Method 4: The delayed branch
- Must be a feature of the ISA an therefore the programmer (or compliler writer) must take this into account.
- The instruction after a branch is always executed, whether the branch is taken or not.
- This allows us to know the branch target and whether the branch is taken before we fetch the next instruction.
- There are no branch stalls with this method as long as a useful instruction can be put in the delay slot.
- It is the job of the complier to schedule a useful instruction into the delay slot.
- If none can be found, the delay slot can be filled with a no-op.
- Figure C.14
shows several methods of scheduling the delay slot.
- The best method of scheduling the delay slot might depend on whether the branch is taken or not.
Reducing the branch cost through prediction
There are 2 classes of branch prediction:
- static prediction: low cost - can be used by compliers
- dynamic prediction: based on program behavior
Static Branch Prediction
- Use profiling to predict which branches are usually taken and which ones are usually not taken.
- Figure C.17
shows the success of this strategy for some SPEC benchmarks.
- In SPEC, branches make up between 3% and 24% of all instructions executed.
Dynamic Branch Prediction
The simplest technique uses a branch prediction buffer or branch history table.
- branch prediction buffer: small memory indexed by the low bits of the address of the branch instruction.
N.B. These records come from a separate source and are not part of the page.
PR #63, opened 2022-05-24
Add make target for package split

tidal:


Makefile
```diff
@@ -25,4 +26,8 @@ bash:
 	$(DC_RUN_PHP) bash
 style:
 	$(DC_RUN_PHP) env XDEBUG_MODE=off vendor/bin/php-cs-fixer fix --config=.php-cs-fixer.php --using-cache=no -vvv
+script:
+	ls $(SCRIPT_DIR)
```
bobstrecansky, line 30: I'm not sure what the purpose of this is?  I didn't see `SCRIPT_DIR` defined anywhere else either.

bobstrecansky (approved):
One question about `SCRIPT_DIR` but not a blocker.

Makefile
bobstrecansky: @tidal mentioned in our SIG meeting this was superfluous and he was going to remove it.

PR #67, opened 2022-06-20
Add Deptrac dependency check to CI run

tidal:
- Adds deptrac a dev dependency
- Adds deptrac dependency check to CI run
- Adds deptrac make target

- simple: each entry has a bit indicating whether the last branch at that address was taken or untaken.
- better: each entry has 2 bits so that a prediction must miss twice before it is changed.
- Figure C.18
shows how this scheme works.
- Figure C.19
shows the accuracy of a 2-bit predictor on some SPEC benchmarks.
- Figure C.20
shows that adding more entries to the table has little effect.